Libby and Joy, very well said. Grateful for you both.

Claudio
Claudio
4 years ago

Cara LIBBY,
Stasera Daniele, mio figlio di 29 anni, è morto. Ha avuto una ricaduta questa estate. Il dolore è come se mi stesse strappando l anima e quando la polizia è venuta ad avvisarmi mi è sembrato impossibile. Invece si Dany, non mi chiamerà più con ‘Ciao papà ‘. Adesso inizia un nuovo cammino per me e la mia famiglia. Sei una madre coraggiosa, come tutti i genitori che combattono contro la dipendenza. Non mollate, non voglio mollare neanch’io anche se il dolore è spaventoso. Grazie di tutto, le vostre parole sono vita,
Claudio (dad)

Mary Ann Rosa
Mary Ann Rosa
4 years ago

My heart was totally broken once with the loss of my Daughter to addiction, and the few pieces that are left are cracking due to my Son’s addiction and absence. Don’t know how I am holding on, but Libby I find strength in your publishing.
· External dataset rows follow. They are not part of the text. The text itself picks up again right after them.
PR #2987, opened 2024-12-02
feat(benchmark): iroh-dns-server write benchmark

Arqu:
## Description

Looking at the code paths I think this should give a decent benchmark for publishing dns records. 
On my M1 Max I get about 3k IOPS and 25-30 MB/s written in all the test runs and sit at ~165-170 publishes per second, which is far from ideal. This holds true even without the fixes in the parent branch.

## Change checklist

- [x] Self-review.
- [ ] Tests if relevant.

### DIFF
--- a/iroh-dns-server/src/lib.rs
+++ b/iroh-dns-server/src/lib.rs
@@ -8,7 +8,7 @@ pub mod http;
 pub mod metrics;
 pub mod server;
 pub mod state;
-mod store;
+pub mod store;
 mod util;
 
 #[cfg(test)]
--- a/iroh-dns-server/src/lib.rs
+++ b/iroh-dns-server/src/lib.rs
@@ -8,8 +8,11 @@ pub mod http;
 pub mod metrics;
 pub mod server;
 pub mod state;
-pub mod store;
+mod store;
 mod util;
+
+// Re-export to be able to construct your own dns-server
+pub use store::ZoneStore;
 
 #[cfg(test)]
 mod tests {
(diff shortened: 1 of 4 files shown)


rklaehn:
Ooh, nice.

I am very confident that we can improve this by several orders of magnitude. The issue is that we do a write transaction for every single update. A write transaction in redb is always followed by a sync. So after every single write transaction we write all buffers to disk. You could put this on a 128 core monster machine and it would not get much faster.

PaulOlteanu:
haha I tried the same thing last night to learn how to use criterion https://github.com/n0-computer/iroh/compare/main...PaulOlteanu:iroh:dns-bench.

Unsurprisingly there was no benefit to parallelization for the persistent store, and the in-memory store was at least 8x faster if I remember correctly.

Arqu:
> haha I tried the same thing last night to learn how to use criterion [main...PaulOlteanu:iroh:dns-bench](https://github.com/n0-computer/iroh/compare/main...PaulOlteanu:iroh:dns-bench).
> 
> Unsurprisingly there was no benefit to parallelization for the persistent store, and the in-memory store was at least 8x faster if I remember correctly.

Sometimes I wonder how many people write the literal same code for the same reasons and just never know about it :D

Yeah redb runs on it's own thread and is detached from the tokio thread pool doing its own (blocking) execution.

iroh-dns-server/src/lib.rs
```diff
@@ -11,6 +11,9 @@ pub mod state;
 mod store;
 mod util;
 
+// Re-export to be able to construct your own dns-server
+pub use store::ZoneStore;
```
rklaehn, line 15: I think it is fine. Without this Server::spawn is pretty useless...

PR #2988, opened 2024-12-02
chore(ci): reduce sccache size

Arqu:
## Description

Im not convinced this is actually helping much on our self hosted runners. 
Also we've started bumping into disk size issues on some machines because of our recent proliferation of repos.

I didn't remove it entirely so we can observe it for a bit, but would potentially like to follow up and drop it unless we want to rework this with a large central cache server for our CI boxes.

## Change checklist

- [ ] Self-review.
- [ ] Tests if relevant.


rklaehn (approved):
10G ought to be enough for everybody

PR #2995, opened 2024-12-03
refactor(iroh-dns-server): Move db ops into an actor and implement write batching

rklaehn:
## Description

Batch to make write go brrr....

- move all db interactions into an actor
- inside the actor, have two nested loops, inner loop keeps write txn open
- txn is closed when a number of msgs have been written or some time has elapsed, whatever comes first

## Breaking Changes

None

## Benches

This branch:

```
Benchmarking dns_server_writes/1000: Collecting 10 samples in estimated 9.4698 s
dns_server_writes/1000  time:   [171.28 ms 174.05 ms 176.58 ms]
                        thrpt:  [5.6631 Kelem/s 5.7455 Kelem/s 5.8384 Kelem/s]
                 change:
                        time:   [-6.8425% -3.3112% -0.0384%] (p = 0.10 > 0.05)
                        thrpt:  [+0.0384% +3.4246% +7.3451%]
                        No change in performance detected.
```

arqu/dns-bench:

```
Benchmarking dns_server_writes/1000: Warming up for 3.0000 s
dns_server_writes/1000  time:   [6.2530 s 6.3920 s 6.5351 s]
                        thrpt:  [153.02  elem/s 156.45  elem/s 159.92  elem/s]
                 change:
                        time:   [+3881.0% +3974.8% +4080.8%] (p = 0.00 < 0.05)
                        thrpt:  [-97.608% -97.546% -97.488%]
                        Performance has regressed.
```

## Downsides

The downside of write batching is that in case of a crash or hard program termination we lose the last MAX_BATCH_TIME seconds and MAX_BATCH_SIZE writes. I think that this is acceptable since discovery information is republished.


iroh-dns-server/src/store/signed_packets.rs
```diff
@@ -14,7 +16,121 @@ const SIGNED_PACKETS_TABLE: TableDefinition<&SignedPacketsKey, &[u8]> =
...
+            tokio::pin!(timeout);
+            loop {
+                for _ in 0..self.max_batch_size {
+                    tokio::select! {
+                        _ = self.cancel.cancelled() => {
+                            drop(tables);
+                            transaction.commit()?;
+                            return Ok(());
+                        }
+                        _ = &mut timeout => break,
```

Thank you so much.

A MOTHER’S BROKEN HEART

My heart is so broken
It is in pieces inside
The tears from my eyes
I hold in when I cry

I don’t want to explain
As they stream down on my face
I quickly grab a tissue
To make them erase

Time keeps on passing
The days, months and weeks
The phone doesn’t ring
So we don’t get to speak

As ashamed as you are
I, too, feel the same
But you or myself
Are not the ones to blame

Your birthday is coming
Fifty years when I gave birth
To my beautiful boy
That God put on this Earth

I know you’ve had trouble
In this world to exist
In the right state of mind
But no one could assist

I tried with my love
To show you I cared
But your mind was too weak
And you were too scared

So we live through our lives
And the truth is unspoken
Just a “love you” is said
And my heart still stays broken

I miss you my Son
Most especially today
Because for all that it’s worth
It’s the day that I gave birth – to you

Pat Nichols
4 years ago
Reply to  Mary Ann Rosa

That is a wonderful poem! Thank you for sharing.

Laurie
Laurie
4 years ago
Reply to  Mary Ann Rosa

What a beautiful poem. It makes me cry. It has taken me years to accept that this fear will be with me all of my life. Sounds so depressing, but my husband pointed out that Christ suffered, and he triumphed. And that we can carry this, because HE did. And that maybe this is our cross to bear for a reason. To me, that sounded comforting.
My son is in recovery now. When I find myself worrying that his life seems so marginal because of all he has lost, I smack myself in the head (not really). Then I think “HE’S ALIVE!” And he’s trying!
I’m grateful today. I love him with all my heart right where he is.
I think there’s a special place in a mother’s heart that hurts so much when her child isn’t happy. I still call him my child, but he’s God’s child, and maybe this is HIS cross to bear, and to triumph over.